INSTRUCTIONS FOR THE TASK → Go over the data and work out how many lines include the word "those". Give that number only.

════════════════════

PR #3406, opened 2021-07-01
Add scan specification to the Parameter object

adonath:
**Description**

As proposed in https://github.com/gammapy/gammapy/pull/3234#issuecomment-849669197 this pull request adds all the scan configuration to the `Parameter` object:

- Add `.scan_min` and `.scan_max`
- Add `.scan_n_values`, and `.scan_n_sigma`
- Add `.scan_values` and `.interp`

The logic is as following:
- If the parameter error is defined the `.scan_min` and `.scan_max` values are generated from `scan_n_sigma` and the parameter value
- If `.scan_min` and `.scan_max` are defined explicitly, those values are taken
- If `.scan_values` is defined explicitly, those values are taken

I decided to remove the scan specification from the `ParameterEstimator` and just rely on the specification on the `Parameter` object. The other estimators, where the norm parameter is created internally still have the specification for the norm scan. One could create a mechanism to predefine the norm `Parameter` instead or possibly translate the information from the `amplitude` parameter of the model. However this should happen in a follow up PR.

This PR supersedes #3234.

### DIFF
--- a/docs/tutorials/api/fitting.ipynb
+++ b/docs/tutorials/api/fitting.ipynb
@@ -119,7 +119,11 @@
    "metadata": {},
    "outputs": [],
    "source": [
-    "scipy_opts = {\"method\": \"L-BFGS-B\", \"options\": {\"ftol\": 1e-4, \"gtol\": 1e-05}, \"backend\": \"scipy\"}\n",
+    "scipy_opts = {\n",
+    "    \"method\": \"L-BFGS-B\",\n",
+    "    \"options\": {\"ftol\": 1e-4, \"gtol\": 1e-05},\n",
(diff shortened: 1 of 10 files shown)


QRemy:
Thanks @adonath, #3234 also offered the possibility to set the parameters norm_min and norm_max for  the fit and not only for the profile scan, but this can be done in the follow-up PR that auto set the scan_values for the norm parameter created internally.

adonath:
Thanks @QRemy, indeed! On the `Parameter` level `.min` and `.scan_min` etc. are already separate so this can be easily implemented in a follow up PR.

adonath:
I also updated `Fit.stat_surface` to rely on the `.scan_values` properties...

════════════════════

ANSWER SECTION → 2